When my kids started attending a school with a dress code, I didn’t expect my own clothes to change as well.

The dress code at the kids’ new school read simply: “No clothes with words or cartoons on them.” I thought I knew why—something about avoiding unnecessary distractions in the classroom. Fair enough, I thought to myself: I want a classroom where my kids can learn.

So I got right to work. Out went all the camp shirts with the names of the camps on them, out went the matching Purple Cow ice cream store t-shirts, and good-bye to Hello Kitty imploring us to bike more often. Out went my son’s cheesy Star Wars shirt that I despised and the one with the cartoon of a motorcycle with wings on it that I had always thought was kind of cute.

I was left with stripes and solids. My kids didn’t seem to notice. When I dropped them off at school the next day I scanned the other kids’ clothes. I felt curiously refreshed being in a room without words or cartoons on clothes—something you wouldn’t have noticed unless it was pointed out to you, but once you did, it felt as restful to the eyes as quiet is to the ears after the baby stops crying.

So that night I dug deeper into their dresser drawers. I pulled out my daughter’s Dora the Explorer socks and my son’s Bob the Builder underpants.

As I sorted I wondered: Is a child promoting a camp or a company or a TV show truly an expression of individual choice? And whose choice if so? I’d read that kids as young as four and five years old are drawn to book, TV and cartoon characters on their clothes, and that by the time children are between the ages of six to eight, almost half have some say into which clothing gets bought.

The marketers call that “pester power” and they advise manufacturers to integrate “characters, symbols and images appealing to children” into clothes for little kids, according to the Mintel’s Oxygen reports. But isn’t this a chicken-and-egg thing—that’s what kids are drawn to because that’s what’s available? Maybe I mean chicken nugget and egg thing, since logos and characters and symbols are like fast food—they’re ubiquitous.

I think of myself as a really careful mom. I work hard to resist materialism and instill values in my kids. But my pile of branded and cartoon-embellished clothes that I was sorting was about to topple over! What part had I played in encouraging my kids to become billboards with arms and legs?

A few weeks later I went shopping for a winter jacket. I found a really nice white one on sale with the company name and logo on both the front and the back. That logo! Why couldn’t my wardrobe be more like that of my kids? Why did I have to pay the coat company for the privilege of promoting them both coming and going? Could I choose to do what my kids were being made to do—opt out of promoting brands on their bodies?
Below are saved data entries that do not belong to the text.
PR #2215, opened 2026-05-30
Remove deprecated legacy cookie format support

### LINKED ISSUE #2213: Remove deprecated legacy cookie format support
Follow-up from PR #2208 (review comment by @thomas-zahner).

`CookieJar::load` in `lychee-lib/src/types/cookies.rs` still falls back to the legacy cookie store format via the deprecated `ReqwestCookieStore::load_json`. The new format has been the default for almost 2 years, so it's probably safe to drop support for the old format.

- Remove the legacy-format fallback branch and the `#[allow(deprecated)]` usage of `ReqwestCookieStore::load_json`.
- Simplify `CookieJar::load` to only support the current `cookie_store::serde::json` format.
- Update the doc comment that mentions the "legacy format".

This is a breaking change for anyone still using a cookie file in the old format, so it should be announced in the release notes.

mre:
Follow-up to #2208 (review comment by @thomas-zahner) and closes #2213.

`CookieJar::load` previously fell back to the legacy cookie store format via the deprecated `ReqwestCookieStore::load_json`. The new `cookie_store::serde::json` format has been the default for almost 2 years, so this drops support for the old format and the associated `#[allow(deprecated)]`.

### DIFF
--- a/lychee-lib/src/types/cookies.rs
+++ b/lychee-lib/src/types/cookies.rs
@@ -23,39 +23,26 @@ impl CookieJar {
     ///
     /// This function will return an error if
     /// - the file cannot be opened (except for `NotFound`) or
-    /// - if the file is not valid JSON in either new or legacy format
+    /// - if the file is not valid JSON
     pub fn load(path: PathBuf) -> Result<Self> {
-        match std::fs::File::open(&path).map(std::io::BufReader::new) {
-            Ok(mut reader) => {
+        let store = match std::fs::read_to_string(&path) {
+            // A missing or empty jar (e.g. a freshly `touch`ed file) simply
+            // starts out with an empty cookie store.
+            Err(e) if e.kind() == IoErrorKind::NotFound => ReqwestCookieStore::default(),
+            Ok(contents) if contents.trim().is_empty() => ReqwestCookieStore::default(),
+            Ok(contents) => {
                 info!("Loading cookies from {}", path.display());
-
-                // Try loading with new format first, fall back to legacy format
-                #[allow(clippy::single_match_else)]
-                let store = match cookie_store::serde::json::load(&mut reader) {
-                    Ok(store) => store,
-                    Err(_) => {
-                        // Reopen file for legacy format attempt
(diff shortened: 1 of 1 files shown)


mre:
I noticed that the removed legacy fallback used to silently handle empty files.
I've updated the code to make sure that will continue to be the case. So a `touch cookies.json` workflow (which the caching docs recommend for Docker) doesn't break.

lychee-lib/src/types/cookies.rs
```diff
@@ -23,39 +23,26 @@ impl CookieJar {
     ///
     /// This function will return an error if
     /// - the file cannot be opened (except for `NotFound`) or
-    /// - if the file is not valid JSON in either new or legacy format
+    /// - if the file is not valid JSON
     pub fn load(path: PathBuf) -> Result<Self> {
-        match std::fs::File::open(&path).map(std::io::BufReader::new) {
-            Ok(mut reader) => {
+        let store = match std::fs::read_to_string(&path) {
```
thomas-zahner, line 28: Does it make sense to read to a string to then use it as `contents.as_bytes`? Can't we just use `fs::read`?

Edit: I've missed `contents.trim().is_empty()`. Probably it's best to read to a string.

thomas-zahner (approved):
Awesome 🚀

lychee-lib/src/types/cookies.rs
mre: Yeah, the as_bytes was my first attempt. 😅 

We could also do:

```rust
Ok(contents) => {
    info!("Loading cookies from {}", path.display());
    let store: cookie_store::CookieStore = serde_json::from_str(&contents)
        .map_err(|e| ErrorKind::Cookies(format!("Failed to load cookies: {e}")))?;
    store
}
```

But then, we'd add `serde_json` as a direct dependency here.
Also, `as_bytes()` is just a view into the buffer, so at least we don't allocate twice. It's probably fine. 😉

thomas-zahner: Totally agree :+1:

I took out a bottle of White-Out and began painting. First I got rid of part of the first word so the coat read “No Face.” That made me smile. Then I whited over the word “face” so it read simply “No.” I put on the jacket and admired myself in the mirror.

But then I remembered the calm, text-free classroom where I’d dropped my kids off that morning. I took the jacket off, dipped the brush back into the White-Out and painted over the last letters.

I wore the jacket like that for one day. It kept me warm. It looked stylish. But then the White-Out flaked off, and the logo…came back.